Las medidas de estímulo a la producción triguera son archiconocidas y no las mencionaremos. Basta seguir los ejemplos de dos potencias granarias como EEUU y Francia, para equilibrar la satisfacción del consumo interno y el excedente exportable.
 
3. Estimular la producción cárnica bovina, ovina, equina, porcina y avícola, desgravando drásticamente la actividad, con el objetivo de duplicar en pocos años el stock.
 
4. Asegurar a los tamberos un precio de venta rentable, ajustable por algún índice confiable.
 
Con estas simples medidas, renacería la confianza en el futuro, porque los productores primarios tendrían un horizonte de diez años asegurado en lo fiscal.
 
Esta modesta propuesta tiene la gran ventaja política donde todos ganan. El gobierno, que mantendrá su caja. Los productores, porque recobrarán rentabilidad pero fundamentalmente certidumbre del futuro, el pueblo todo porque se asegurará la provisión de harinas, carnes y lácteos a precios muy por debajo de los internacionales, aunque algunos aumentos resulten necesarios. Los gobernadores e intendentes, porque aumentarán sus cajas en proporción a la producción.
 
La rebelión del campo dejó en evidencia la inequidad y hasta a la anarquía del sistema tributario nacional, tema que nadie discute.
El principio de igualdad lleva a gravar con similares alícuotas a toda superganancia.

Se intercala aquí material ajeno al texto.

PR #9276, opened 2023-07-21
dcerpc incomplete/v4

inashivb:
Link to [redmine](https://redmine.openinfosecfoundation.org/projects/suricata/issues) ticket: https://redmine.openinfosecfoundation.org/issues/5699

Previous PR: #9270

Changes since v3:
- fix pre existing issue: error out on invalid header, use diff retvals (found by fuzzer post incomplete API changes)


rust/src/dcerpc/dcerpc.rs
```diff
@@ -621,7 +605,7 @@ impl DCERPCState {
                         header.rpc_vers,
                         header.rpc_vers_minor
                     );
-                    return -1;
+                    return -3;
```
jlucovsky, line 608: Please add `-3` to the return values listed in the function header comments.

rust/src/dcerpc/dcerpc.rs
```diff
@@ -1878,216 +1842,6 @@ mod tests {
...
-            0x62, 0x9f, 0x3d, 0x8e, 0x47, 0x73, 0x02, 0x00, 0x02, 0x00, 0x04, 0x5d, 0x88, 0x8a,
-            0xeb, 0x1c, 0xc9, 0x11, 0x9f, 0xe8, 0x08, 0x00, 0x2b, 0x10, 0x48, 0x60, 0x02, 0x00,
-            0x00, 0x00, 0x0f, 0x00, 0x01, 0x00, 0xc8, 0x4f, 0x32, 0x4b, 0x70, 0x16, 0xd3, 0x01,
-            0x12, 0x78, 0x5a, 0x47, 0xbf, 0x6e, 0xe1, 0x88, 0x03, 0x00, 0x00, 0x00, 0x04, 0x5d,
-            0x88, 0x8a, 0xeb, 0x1c, 0xc9, 0x11, 0x9f, 0xe8, 0x08, 0x00, 0x2b, 0x10, 0x48, 0x60,
-            0x02, 0x00, 0x00, 0x00,
-        ];
-        let mut dcerpc_state = DCERPCState::new();
-        assert_eq!(
-            AppLayerResult::ok(),
```
catenacyber, line 1942: Why are these tests removed instead of changed ?
Now we expect `incomplete` instead of `ok` for the first buffer
and `ok` for both buffers concatenated, right ?

rust/src/dcerpc/dcerpc.rs
catenacyber: I would even rather get rid of `process_header` to match directly nom  ` Err(Err::Incomplete(_)) ` to our `AppLayerResult::incomplete`

catenacyber (changes requested):
I think tests need to be adapted instead of simply removed

rust/src/dcerpc/dcerpc.rs
inashivb: I removed them bc I thought that in case of incomplete, we may not have populated the different fields that we test after checking the parser status code.
Q1: How does incomplete make our test suite strong here?
Q2: Aren't such cases better as s-v tests? (which do exist btw)

rust/src/dcerpc/dcerpc.rs
inashivb: But, this is a case when the data is there but is not compliant w the dcerpc standards so likely not dcerpc. Do you think that the condition checks for values of the necessary struct items should also happen in the nom parsers?

catenacyber: That is not what I mean.

I mean remove the definition of `process_header` and use directly its code :

ie instead of `parsed = self.process_header(cur_i);`a few lines below have

```
match parser::parse_dcerpc_header(cur_i) {
Ok((leftover_bytes, header)) => {
                if header.rpc_vers != 5
                    || (header.rpc_vers_minor != 0 && header.rpc_vers_minor != 1)
                {
    return AppLayerResult::err();
}
Err(Err::Incomplete(_)) => {
    return AppLayerResult::incomplete(0, DCERPC_HDR_LEN as u32);
}
```

rust/src/dcerpc/dcerpc.rs
catenacyber: If these unit tests are now in S-V, this is fine :-)
Maybe this should be written in the commit message.

> How does incomplete make our test suite strong here?

We tested the parsing of these blobs and we should still test it either we decide to return Ok (and buffer it) or Incomplete

rust/src/dcerpc/dcerpc.rs
inashivb: oh. I see! Thank you!

inashivb:
This one is blocked bc:
- I need to make a minimal reproducer of the pcap that causes the massive stats deviations and,
- confirm/deny whether this PR is correct
Will update once I have something working on that front.

catenacyber:
Did you get a minimal pcap reproducer for stats deviation ?
Can I help somehow here ?

inashivb:
> Did you get a minimal pcap reproducer for stats deviation ?

No. I couldn't pull out the particular full `dcerpc` stream(s) that caused this. But, I haven't checked in a while now.

> Can I help somehow here ? 

Yes, if you could tell how to go about extracting such streams from very large pcaps?
The one I'm concerned with for the stats deviation in this PR is 190GB.

Please note this is what I had tried:
Filter out all the `dcerpc` traffic with `tshark` and run Suricata with midstream enabled on it. But, my extracted pkts were broken so I did something wrong.  Victor said we shouldn't hack it and extract full streams. I was unable to figure out the correct filter for that at the time.

Challenges I had faced:
- `tshark` tries to load entire pcap at once so memory was an issue at first
- Saving the pkts extracted w filter requires more than just saving the extracted pkts

rust/src/dcerpc/dcerpc.rs
```diff
@@ -979,40 +946,38 @@ impl DCERPCState {
...
-        if (buffer.len()) < fraglen as usize {
+        if (input_len + self.bytes_consumed as usize) < fraglen as usize {
             SCLogDebug!("Possibly fragmented data, waiting for more..");
-            self.extend_buffer(buffer, direction);
-            return AppLayerResult::ok();
+            return AppLayerResult::incomplete(parsed as u32, (fraglen - parsed as u16) as u32);
         } else {
             self.query_completed = true;
         }
-        parsed = self.bytes_consumed;
```
catenacyber, line 1002: Why this removal ?

rust/src/dcerpc/dcerpc.rs
```diff
@@ -948,28 +931,12 @@ impl DCERPCState {
...
-                if self.buffer_tc.len() + input_len > 1024 * 1024 {
-                    SCLogDebug!("DCERPC TOCLIENT stream: Buffer Overflow");
-                    return AppLayerResult::err();
-                }
-                v = self.buffer_tc.split_off(0);
-                v.extend_from_slice(cur_i);
-                v.as_slice()
-            }
-        };
+        if cur_i.len() > 1024 * 1024 {
```
catenacyber, line 934: Why ?

rust/src/dcerpc/dcerpc.rs
```diff
@@ -948,28 +931,12 @@ impl DCERPCState {
             self.data_needed_for_dir = direction;
         }
 
-        let buffer = match direction {
```
catenacyber, line 951: self.bytes_consumed needs to reset to 0

And needs to be out of the state structure to be just a regular variable with a scope limited to this function

rust/src/dcerpc/dcerpc.rs
```diff
@@ -979,40 +946,38 @@ impl DCERPCState {
...
                 return AppLayerResult::err();
             }
             self.bytes_consumed += parsed;
+            input_len -= parsed as usize;
         }
 
         let fraglen = self.get_hdr_fraglen().unwrap_or(0);
 
-        if (buffer.len()) < fraglen as usize {
+        if (input_len + self.bytes_consumed as usize) < fraglen as usize {
```
catenacyber, line 961: cur_i.len() ?

rust/src/dcerpc/dcerpc.rs
```diff
@@ -979,40 +946,38 @@ impl DCERPCState {
...
-            return AppLayerResult::ok();
+            return AppLayerResult::incomplete(parsed as u32, (fraglen - parsed as u16) as u32);
         } else {
             self.query_completed = true;
         }
-        parsed = self.bytes_consumed;
 
         let current_call_id = self.get_hdr_call_id().unwrap_or(0);
 
         match self.get_hdr_type() {
```
catenacyber, line 970: Where does the fragment reassembly take place ?

catenacyber:
> > Can I help somehow here ?
> 
> Yes, if you could tell how to go about extracting such streams from very large pcaps? The one I'm concerned with for the stats deviation in this PR is 190GB.
> 
> Please note this is what I had tried: Filter out all the `dcerpc` traffic with `tshark` and run Suricata with midstream enabled on it. But, my extracted pkts were broken so I did something wrong. Victor said we shouldn't hack it and extract full streams. I was unable to figure out the correct filter for that at the time.
> 

I agree with Victor.
Can you have some filter based on ports ?

I also added some comments inline.
The `bytes_consumed` field seems to need more changes

ct0br0:
Extracting a pcap with ports 135, 139 and 445 from TLPR1 is around 415MB and has 4140 `.app_layer.error.dcerpc_tcp.parser` but splitting by IP only has 13 from 192.168.0.1 which isn't what I'd expect. I will see if I can find anything that may help more.

inashivb:
> Extracting a pcap with ports 135, 139 and 445 from TLPR1 is around 415MB and has 4140 `.app_layer.error.dcerpc_tcp.parser` but splitting by IP only has 13 from 192.168.0.1 which isn't what I'd expect. I will see if I can find anything that may help more.

Thanks a lot! Actually, I'm also interested in the 415MB pcap that has 4k+ dcerpc errors.

catenacyber:
Closing this PR as stale, let me know if I can help here Shivani

rust/src/dcerpc/dcerpc.rs
inashivb: This is not new, I think this was just a good to have estimated limit for the buffer.
Q: How should one determine such a limit? RFC does not indicate how big the transactions could get, the bounds are just about the header sizes et al.

rust/src/dcerpc/dcerpc.rs
inashivb: Not sure. Adding it back again to see if it was a mistake...

rust/src/dcerpc/dcerpc.rs
inashivb: I think no because the input_len at this point in case header was parsed successfully is cur_i.len() - header size. wdyt?

rust/src/dcerpc/dcerpc.rs
inashivb: applayer parser? `AppLayerParserTriggerRawStreamReassembly` is called via the rust context later on..

rust/src/dcerpc/dcerpc.rs
inashivb: indeed it seems useless to keep it in the state.. thank you!

inashivb: I was wrong. `bytes_consumed` is needed to know how many bytes the Applayer API has consumed in any subsequent call. Keeping it in the State

PR #9293, opened 2023-07-26
eve/stats: log all stats, even those that are unscoped

jlucovsky:
Make sure that all stats are logged -- even those that are not scoped (missing the `.` -- e.g., `mempressure_max` vs `decoder.pkts`.

Link to [redmine](https://redmine.openinfosecfoundation.org/projects/suricata/issues) ticket: [6094](https://redmine.openinfosecfoundation.org/issues/6094)

Describe changes:
- Precalculate the statistic's short-name during registration
- Use the short-name value to determine the scope.
- Add unscoped stats to the "global" record; scoped stats are handled as they were previously.

pull request number.

```
SV_REPO=
SV_BRANCH=
SU_REPO=
SU_BRANCH=
LIBHTP_REPO=
LIBHTP_BRANCH=
```

### DIFF
--- a/etc/schema.json
+++ b/etc/schema.json
@@ -3668,6 +3668,12 @@
                 "uptime": {
                     "type": "integer"
                 },
+                "memcap_pressure": {
+                    "type": "integer"
+                },
+                "memcap_pressure_max": {
+                    "type": "integer"
+                },
                 "app_layer": {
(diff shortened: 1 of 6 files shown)


jlucovsky:
Continued in #9294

En nuestro país los ricos siempre pagaron impuestos bajos.

 

Respecto de la renta debe tenerse muy en cuenta también un elemento novedoso de índole global: se cortó -y por mucho tiempo- la Inversión Extranjera Directa. Tendremos que arreglarnos con lo nuestro, por usar un dicho de don Aldo Ferrer. Los dispuestos a reinvertir sus ganancias aquí son los argentinos, así que cuidado con espantarlos, porque nos quedaríamos sin capital.

 

En definitiva, esta crisis no es estructural, sino una fuerte puja por la apropiación de la riqueza, fenómeno circunstancial.

La solución es sencillísima: hay que excitar las potencias productivas nacionales.

 

Si el Congreso coloca como objetivo decenal alcanzar las 150 millones de toneladas granarias, todo se acomodará solo. Porque si de algo podemos estar seguros es que la demanda mundial seguirá firme muchos años.